Tough. Blunt. I know. But with both parents involved and agreeing it's no problem, then you're fighting an uphill battle in a situation where you're what's considered a 'legal stranger'. Save yourself the headache and accept that this is how it is. Then decide what you'd like to do about that.


----------



## jb02157

...and you wonder why rape and teen age pregnancy are such problems these days. I would expect schools wouldn't let students dress like this.


----------



## Malpheous

jb02157 said:


> ...and you wonder why rape and teen age pregnancy are such problems these days. I would expect schools wouldn't let students dress like this.


No. Just no. By that I mean.... No.

Rape and Teen pregnancy are both a product of consent, not a clothing choice.

*Rape* - The lack of consent.
*Teen Pregnancy* - A pair of people consenting to and participating in something they should not.


Anything else is placing blame on a victim. How many times do people have to repeat that the clothes one wears does not mean they give consent? Do you assume that all Hooters employees have given you consent to have sex with them because of how they dress at work? 

I encourage you to watch this video about consent to better understand it.

https://www.youtube.com/watch?v=fGoWLWS4-kU


----------



## john117

They will outgrow it by college. My older girl (a Eurasian 3/4 scale Kim Kardashian lookalike ) had lots of fights with her mom about this. By college she started dressing far more appropriately and in grad school she's decidedly low key...

It's also a sign they may be hanging out with the wrong crowd...


----------



## NextTimeAround

It might be interesting the kind of mixed messages that your step daughters are receiving.

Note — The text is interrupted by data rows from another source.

PR #5909, opened 2020-02-17
Expose Asset properties and add the option to turn off PP & volume updates globally, 

ellioman:
### Purpose of this PR
This PR does three things:

1. Exposes various settings to users. Such as
1.1. Main Light Rendering Mode
1.2. Main Light Shadow Casting
1.3. Main Light Shadow Resolution
1.4. Additional Light Rendering Mode
1.5. Additional Light Shadow Casting
1.6. Additional Light Shadow Resolution
1.7. Soft Shadows

2. Adds the option to turn on/off Post Processing globally
3. Adds the option to turn on/off Volume updating per-renderer

---

### Checklist for PR maker

---

### Testing status

- [ ] Built a player
- Other: 

---
### Comments to reviewers

### DIFF
--- a/com.unity.render-pipelines.universal/Editor/ForwardRendererDataEditor.cs
+++ b/com.unity.render-pipelines.universal/Editor/ForwardRendererDataEditor.cs
@@ -14,6 +14,7 @@ namespace UnityEditor.Rendering.Universal
             public static readonly GUIContent OpaqueMask = new GUIContent("Default Layer Mask", "Controls which layers to globally include in the Custom Forward Renderer.");
             public static readonly GUIContent defaultStencilStateLabel = EditorGUIUtility.TrTextContent("Default Stencil State", "Configure stencil state for the opaque and transparent render passes.");
             public static readonly GUIContent shadowTransparentReceiveLabel = EditorGUIUtility.TrTextContent("Transparent Receive Shadows", "When disabled, none of the transparent objects will receive shadows.");
+            public static readonly GUIContent shouldUpdateVolumesLabel = EditorGUIUtility.TrTextContent("Should Update Volumes", "When disabled, none of the volumes will be updated for this renderer");
         }
 
         SerializedProperty m_OpaqueLayerMask;
@@ -22,6 +23,7 @@ namespace UnityEditor.Rendering.Universal
         SerializedProperty m_PostProcessData;
         SerializedProperty m_Shaders;
         SerializedProperty m_ShadowTransparentReceiveProp;
+        SerializedProperty m_ShouldUpdateVolumesProp;
 
         private void OnEnable()
         {
@@ -31,6 +33,7 @@ namespace UnityEditor.Rendering.Universal
             m_PostProcessData = serializedObject.FindProperty("postProcessData");
             m_Shaders = serializedObject.FindProperty("shaders");
             m_ShadowTransparentReceiveProp = serializedObject.FindProperty("m_ShadowTransparentReceive");
+            m_ShouldUpdateVolumesProp = serializedObject.FindProperty("m_ShouldUpdateVolumes");
         }
 
         public override void OnInspectorGUI()
@@ -48,6 +51,10 @@ namespace UnityEditor.Rendering.Universal
 
             EditorGUILayout.LabelField("Shadows", EditorStyles.boldLabel);
             EditorGUILayout.PropertyField(m_ShadowTransparentReceiveProp, Styles.shadowTransparentReceiveLabel);
+            EditorGUILayout.Space();
+
+            EditorGUILayout.LabelField("Volumes", EditorStyles.boldLabel);
+            EditorGUILayout.PropertyField(m_ShouldUpdateVolumesProp, Styles.shouldUpdateVolumesLabel);
             EditorGUILayout.Space();
 
             EditorGUILayout.LabelField("Overrides", EditorStyles.boldLabel);
--- a/com.unity.render-pipelines.universal/Editor/UniversalRenderPipelineAssetEditor.cs
+++ b/com.unity.render-pipelines.universal/Editor/UniversalRenderPipelineAssetEditor.cs
@@ -55,6 +55,7 @@ namespace UnityEditor.Rendering.Universal
             public static GUIContent supportsSoftShadows = EditorGUIUtility.TrTextContent("Soft Shadows", "If enabled pipeline will perform shadow filtering. Otherwise all lights that cast shadows will fallback to perform a single shadow sample.");
 
             // Post-processing
+            public static GUIContent postProcessEnabled = EditorGUIUtility.TrTextContent("Enabled", "Enables or disables postprocessing. This is a global setting which affects every camera and renderer.");
             public static GUIContent colorGradingMode = EditorGUIUtility.TrTextContent("Grading Mode", "Defines how color grading will be applied. Operators will react differently depending on the mode.");
             public static GUIContent colorGradingLutSize = EditorGUIUtility.TrTextContent("LUT size", "Sets the size of the internal and external color grading lookup textures (LUTs).");
             public static string colorGradingModeWarning = "HDR rendering is required to use the high dynamic range color grading mode. The low dynamic range will be used instead.";
@@ -130,6 +131,7 @@ namespace UnityEditor.Rendering.Universal
         SerializedProperty m_ShaderVariantLogLevel;
 
         LightRenderingMode selectedLightRenderingMode;
+        SerializedProperty m_PostProcessEnabled;
         SerializedProperty m_ColorGradingMode;
         SerializedProperty m_ColorGradingLutSize;
 
@@ -195,6 +197,7 @@ namespace UnityEditor.Rendering.Universal
 
             m_ShaderVariantLogLevel = serializedObject.FindProperty("m_ShaderVariantLogLevel");
 
+            m_PostProcessEnabled = serializedObject.FindProperty("m_PostProcessEnabled");
             m_ColorGradingMode = serializedObject.FindProperty("m_ColorGradingMode");
             m_ColorGradingLutSize = serializedObject.FindProperty("m_ColorGradingLutSize");
 
@@ -345,6 +348,7 @@ namespace UnityEditor.Rendering.Universal
 
                 EditorGUI.indentLevel++;
 
+                EditorGUILayout.PropertyField(m_PostProcessEnabled, Styles.postProcessEnabled);
                 EditorGUILayout.PropertyField(m_ColorGradingMode, Styles.colorGradingMode);
                 if (!isHdrOn && m_ColorGradingMode.intValue == (int)ColorGradingMode.HighDynamicRange)
                     EditorGUILayout.HelpBox(Styles.colorGradingModeWarning, MessageType.Warning);
--- a/com.unity.render-pipelines.universal/Editor/UniversalRenderPipelineAssetEditor.cs
+++ b/com.unity.render-pipelines.universal/Editor/UniversalRenderPipelineAssetEditor.cs
@@ -55,7 +55,7 @@ namespace UnityEditor.Rendering.Universal
             public static GUIContent supportsSoftShadows = EditorGUIUtility.TrTextContent("Soft Shadows", "If enabled pipeline will perform shadow filtering. Otherwise all lights that cast shadows will fallback to perform a single shadow sample.");
 
             // Post-processing
-            public static GUIContent postProcessEnabled = EditorGUIUtility.TrTextContent("Enabled", "Enables or disables postprocessing. This is a global setting which affects every camera and renderer.");
+            public static GUIContent postProcessEnabled = EditorGUIUtility.TrTextContent("Enabled", "Enables or disables postprocessing. This is a global setting which affects all cameras and renderers.");
             public static GUIContent colorGradingMode = EditorGUIUtility.TrTextContent("Grading Mode", "Defines how color grading will be applied. Operators will react differently depending on the mode.");
             public static GUIContent colorGradingLutSize = EditorGUIUtility.TrTextContent("LUT size", "Sets the size of the internal and external color grading lookup textures (LUTs).");
             public static string colorGradingModeWarning = "HDR rendering is required to use the high dynamic range color grading mode. The low dynamic range will be used instead.";
--- a/com.unity.render-pipelines.universal/Runtime/Data/UniversalRenderPipelineAsset.cs
+++ b/com.unity.render-pipelines.universal/Runtime/Data/UniversalRenderPipelineAsset.cs
@@ -495,11 +495,17 @@ namespace UnityEngine.Rendering.Universal
         public float cascade2Split
         {
             get { return m_Cascade2Split; }
+            set { m_Cascade2Split = Mathf.Clamp01(value); }
         }
 
         public Vector3 cascade4Split
         {
             get { return m_Cascade4Split; }
+            set {
+                m_Cascade4Split.x = Mathf.Clamp01(value.x);
+                m_Cascade4Split.y = Mathf.Clamp01(value.y);
+                m_Cascade4Split.z = Mathf.Clamp01(value.z);
+            }
         }
 
         public float shadowDepthBias
@@ -737,7 +743,7 @@ namespace UnityEngine.Rendering.Universal
 
         int ValidatePerObjectLights(int value)
         {
-            return System.Math.Max(0, System.Math.Min(value, UniversalRenderPipeline.maxPerObjectLights));
+            return Math.Max(0, Math.Min(value, UniversalRenderPipeline.maxPerObjectLights));
         }
 
         float ValidateRenderScale(float value)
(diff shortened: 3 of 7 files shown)


com.unity.render-pipelines.universal/Runtime/Data/UniversalRenderPipelineAsset.cs
```diff
@@ -473,11 +485,20 @@ public int maxAdditionalLightsCount
         public bool supportsAdditionalLightShadows
         {
             get { return m_AdditionalLightShadowsSupported; }
+            set { m_AdditionalLightShadowsSupported = value; }
         }
 
         public int additionalLightsShadowmapResolution
         {
             get { return (int)m_AdditionalLightsShadowmapResolution; }
+            set {
```
phi-lira: Same as comment above for shadowmap resolution in main light.

com.unity.render-pipelines.universal/Editor/ForwardRendererDataEditor.cs
```diff
@@ -31,6 +33,7 @@ private void OnEnable()
             m_PostProcessData = serializedObject.FindProperty("postProcessData");
             m_Shaders = serializedObject.FindProperty("shaders");
             m_ShadowTransparentReceiveProp = serializedObject.FindProperty("m_ShadowTransparentReceive");
+            m_ShouldUpdateVolumesProp = serializedObject.FindProperty("m_ShouldUpdateVolumes");
```
phi-lira: should this be applied to all renderers? Maybe move to asset? @kaychang-unity and @unity-cchu what do you think?

phi-lira: Also @Chman for awareness. It seems the motivation for this was users having performance issues in low end platforms due to always calling update volume framework. 

Can we cache it instead somehow?

com.unity.render-pipelines.universal/Editor/UniversalRenderPipelineCameraEditor.cs
```diff
@@ -52,8 +52,6 @@ internal class Styles
 
             public static readonly GUIContent targetTextureLabel = EditorGUIUtility.TrTextContent("Output Texture", "The texture to render this camera into, if none then this camera renders to screen.");
 
-            public static readonly GUIContent cameraStackNotSupportedMessage = EditorGUIUtility.TrTextContent("Camera Stacking not supported.", "The renderer used by this camera doesn't support camera stacking.");
```
phi-lira: Did this get removed by mistake?

com.unity.render-pipelines.universal/Editor/UniversalRenderPipelineCameraEditor.cs
```diff
@@ -805,15 +803,15 @@ void DrawRenderer()
         void DrawPostProcessing()
         {
             bool hasChanged = false;
-            bool selectedRenderPostProcessing;
+            CameraOverrideOption selectedRenderPostProcessing;
```
phi-lira: What is the problem this is solving?

com.unity.render-pipelines.universal/Runtime/Data/UniversalRenderPipelineAsset.cs
```diff
@@ -447,21 +448,32 @@ public float renderScale
...
         public bool supportsMainLightShadows
         {
             get { return m_MainLightShadowsSupported; }
+            set { m_MainLightShadowsSupported = value; }
         }
 
         public int mainLightShadowmapResolution
         {
             get { return (int)m_MainLightShadowmapResolution; }
+            set {
```
phi-lira: Hum, I think I remember why this wasn't exposed. We thought about instead of exposing setting a fixed resolution, user configure in the asset resolutions for low, mid or high in the pipeline asset then here he would choose at runtime between low, mid, high quality shadows.

This scales better as user can configure per-quality settings values for each platform and at runtime switch between quality levels?

com.unity.render-pipelines.universal/Runtime/Data/UniversalRenderPipelineAsset.cs
```diff
@@ -447,21 +448,32 @@ public float renderScale
...
+                    return;
+                }
+                m_MainLightShadowmapResolution = (ShadowResolution) value;
+            }
         }
 
         public LightRenderingMode additionalLightsRenderingMode
         {
             get { return m_AdditionalLightsRenderingMode; }
+            set { m_AdditionalLightsRenderingMode = value; }
```
phi-lira: We should not change this. Impacts shader stripping.

com.unity.render-pipelines.universal/Runtime/Data/UniversalRenderPipelineAsset.cs
```diff
@@ -473,11 +485,20 @@ public int maxAdditionalLightsCount
         public bool supportsAdditionalLightShadows
         {
             get { return m_AdditionalLightShadowsSupported; }
+            set { m_AdditionalLightShadowsSupported = value; }
```
phi-lira: This also impacts shader stripping.

com.unity.render-pipelines.universal/Runtime/Data/UniversalRenderPipelineAsset.cs
phi-lira: Isntead we for additional lights we should actually expose low, mid, high per light as well as options to how to pack in shadow atlas.

com.unity.render-pipelines.universal/Runtime/Data/UniversalRenderPipelineAsset.cs
```diff
@@ -495,11 +516,17 @@ public ShadowCascadesOption shadowCascadeOption
...
+            set { m_Cascade2Split = Mathf.Clamp01(value); }
         }
 
         public Vector3 cascade4Split
         {
             get { return m_Cascade4Split; }
+            set {
+                m_Cascade4Split.x = Mathf.Clamp01(value.x);
+                m_Cascade4Split.y = Mathf.Clamp01(value.y);
+                m_Cascade4Split.z = Mathf.Clamp01(value.z);
```
phi-lira: We should validate cascades don't extrapolate each other.

com.unity.render-pipelines.universal/Runtime/Data/UniversalRenderPipelineAsset.cs
```diff
@@ -495,11 +516,17 @@ public ShadowCascadesOption shadowCascadeOption
         public float cascade2Split
         {
             get { return m_Cascade2Split; }
+            set { m_Cascade2Split = Mathf.Clamp01(value); }
```
phi-lira: Should validate value is between 0-1

com.unity.render-pipelines.universal/Runtime/Data/UniversalRenderPipelineAsset.cs
```diff
@@ -517,6 +544,7 @@ public float shadowNormalBias
         public bool supportsSoftShadows
         {
             get { return m_SoftShadowsSupported; }
+            set { m_SoftShadowsSupported = value; }
```
phi-lira: cannot change this, affect shader stripping

com.unity.render-pipelines.universal/Runtime/Data/UniversalRenderPipelineAsset.cs
```diff
@@ -547,6 +575,12 @@ public bool useSRPBatcher
             set { m_UseSRPBatcher = value; }
         }
 
+        public bool postProcessEnabled
```
phi-lira: What problem exposing this is solving? do we strip pp resources?

com.unity.render-pipelines.universal/Runtime/Data/UniversalRenderPipelineAsset.cs
```diff
@@ -737,7 +771,7 @@ float ValidateShadowBias(float value)
 
         int ValidatePerObjectLights(int value)
         {
-            return System.Math.Max(0, System.Math.Min(value, UniversalRenderPipeline.maxPerObjectLights));
+            return Math.Max(0, Math.Min(value, UniversalRenderPipeline.maxPerObjectLights));
```
phi-lira: iirc there was some namespace conflict about this in some platform, I'd say to not change it.

com.unity.render-pipelines.universal/Runtime/UniversalAdditionalCameraData.cs
```diff
@@ -311,8 +311,19 @@ public Transform volumeTrigger
         /// </summary>
         public bool renderPostProcessing
         {
-            get => m_RenderPostProcessing;
-            set => m_RenderPostProcessing = value;
+            get {
```
phi-lira: I think in the end this is more confusing, users already have API to disable post-processing per camera. If we would use this to strip pp assets/shaders from build then it would be more useful, but in that case 1) should be best if a separate stripping settings like lightmap modes / fog stripping 2) no API to change it at runtime

com.unity.render-pipelines.universal/Runtime/Data/UniversalRenderPipelineAsset.cs
```diff
@@ -447,21 +448,32 @@ public float renderScale
         public LightRenderingMode mainLightRenderingMode
         {
             get { return m_MainLightRenderingMode; }
+            set { m_MainLightRenderingMode = value; }
         }
 
         public bool supportsMainLightShadows
         {
             get { return m_MainLightShadowsSupported; }
+            set { m_MainLightShadowsSupported = value; }
```
phi-lira: cannot change touches shader stripping

com.unity.render-pipelines.universal/Runtime/Data/UniversalRenderPipelineAsset.cs
```diff
@@ -447,21 +448,32 @@ public float renderScale
         public LightRenderingMode mainLightRenderingMode
         {
             get { return m_MainLightRenderingMode; }
+            set { m_MainLightRenderingMode = value; }
```
phi-lira: cannot change touches shader stripping

com.unity.render-pipelines.universal/Editor/ForwardRendererDataEditor.cs
Chman: We can't really cache it, that would defeat the purpose of having volumes in the first place (local volumes, blending etc). A global toggle to disable it sounds fine to me in the context of URP.

Also one thing to keep in mind when profiling volumes: they can get a bit sluggish in debug mode (build or editor) as it's doing quite a bit of validation etc but they are around 10x faster when building in release mode (for instance on PS4: from 1ms to 0.1ms on the CPU).

com.unity.render-pipelines.universal/Editor/UniversalRenderPipelineAssetEditor.cs
```diff
@@ -16,7 +16,7 @@ internal class Styles
             public static GUIContent qualitySettingsText = EditorGUIUtility.TrTextContent("Quality");
             public static GUIContent lightingSettingsText = EditorGUIUtility.TrTextContent("Lighting");
             public static GUIContent shadowSettingsText = EditorGUIUtility.TrTextContent("Shadows");
-            public static GUIContent postProcessingSettingsText = EditorGUIUtility.TrTextContent("Post-processing");
+            public static GUIContent postProcessingSettingsText = EditorGUIUtility.TrTextContent("Post Processing");
```
Chman: Why the renaming here? :)
The actual English term is `Post-processing`, it was correct.

com.unity.render-pipelines.universal/Runtime/Data/UniversalRenderPipelineAsset.cs
Chman: I kinda like having the ability to disable PP project-wide. We have it in HDRP and it's quite handy. As long as we hide the UI in cameras when it's disabled, I'm all for it.

com.unity.render-pipelines.universal/Editor/ForwardRendererDataEditor.cs
kaychang-unity: The deferred renderer should also expose the same parameters (m_ShouldUpdateVolumesProp).

com.unity.render-pipelines.universal/Editor/UniversalRenderPipelineCameraEditor.cs
ellioman: No, this was an unused variable.

com.unity.render-pipelines.universal/Editor/UniversalRenderPipelineAssetEditor.cs
ellioman: I was just talking to @martint-unity and we thought it made more sense to have it as "Post Processing" to be consistent with how we write it in other places.

URP Asset: "Post-processing"
Camera inspector: "Post Processing"
Forward Renderer: "Post Process Data"
Package Manager: "Post Processing"

com.unity.render-pipelines.universal/Runtime/Data/UniversalRenderPipelineAsset.cs
ellioman: Reverted.

com.unity.render-pipelines.universal/Runtime/Data/UniversalRenderPipelineAsset.cs
ellioman: Reverted.

com.unity.render-pipelines.universal/Runtime/Data/UniversalRenderPipelineAsset.cs
ellioman: Reverted.

com.unity.render-pipelines.universal/Runtime/Data/UniversalRenderPipelineAsset.cs
ellioman: Reverted.

com.unity.render-pipelines.universal/Runtime/Data/UniversalRenderPipelineAsset.cs
ellioman: Reverted.

com.unity.render-pipelines.universal/Runtime/Data/UniversalRenderPipelineAsset.cs
ellioman: Reverted.

com.unity.render-pipelines.universal/Runtime/Data/UniversalRenderPipelineAsset.cs
ellioman: Sounds good. I'll revert this and we'll do that in a separate PR.

com.unity.render-pipelines.universal/Runtime/Data/UniversalRenderPipelineAsset.cs
ellioman: Agreed. Reverting this one as well and we'll do that in a separate PR.

com.unity.render-pipelines.universal/Runtime/UniversalAdditionalCameraData.cs
ellioman: Yes, you're right. I'm going to revert this and we'll just have a toggle in the asset to disable PP globally for stripping.

com.unity.render-pipelines.universal/Editor/UniversalRenderPipelineCameraEditor.cs
ellioman: Reverting this. Will just have a toggle in the asset so we can strip.

com.unity.render-pipelines.universal/Runtime/Data/UniversalRenderPipelineAsset.cs
ellioman: Is clamping it not enough? Do you want an Assert there as well or...?

com.unity.render-pipelines.universal/Editor/ForwardRendererDataEditor.cs
Verasl: > We can't really cache it, that would defeat the purpose of having volumes in the first place (local volumes, blending etc). A global toggle to disable it sounds fine to me in the context of URP.
> 
> Also one thing to keep in mind when profiling volumes: they can get a bit sluggish in debug mode (build or editor) as it's doing quite a bit of validation etc but they are around 10x faster when building in release mode (for instance on PS4: from 1ms to 0.1ms on the CPU).

In this case should Volumes themselves have a debug mode? or maybe hook into our new debug level in URP? I wander now if most of the bugs we get about volumes being super slow are due to this...

com.unity.render-pipelines.universal/Editor/UniversalRenderPipelineAssetEditor.cs
Verasl: Probably means we need to change it everywhere else

com.unity.render-pipelines.universal/Editor/ForwardRendererDataEditor.cs
Chman: It goes further down that just the volume system doing some validation. Most of the speed gain is due to compiling for deployment instead of development, IL2CPP is just a lot faster overall when not in debug and this benefits the volume system greatly.
Just a side-note, but with the move to DOTS this system will be reworked eventually as we'll have access to more goodies compared to when this was initially written.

My mother told me that Idressed frumpy. But looking at the whole of our relationship, my feeling is that whatever I did, she would tell me in some kind of way that I was wrong. Any kind of games like that going on between your wife and her two daughters?

The problem these days is that to tell young women that what's on the outside DOES count is like preaching blasphemy. Remember there are a lot of feminists around who will tell you that even a woman running down the street naked is still not asking for it. 

Yes, that's true, but let's not encourage THAT kind of behavior.

What I try to tell young women when they are listening, is that, if you don't like the behavior of others toward you, think about what you can do to change it (before going completely cold on that person).

The problem that I find IRL and on message boards is that young "don't give a rat's ass" about what others think. Or whatever the latest expression is.

Good luck in what you choose to do.


----------



## Hopeful Cynic

It's completely true that women who dress like sex objects are not asking to be raped.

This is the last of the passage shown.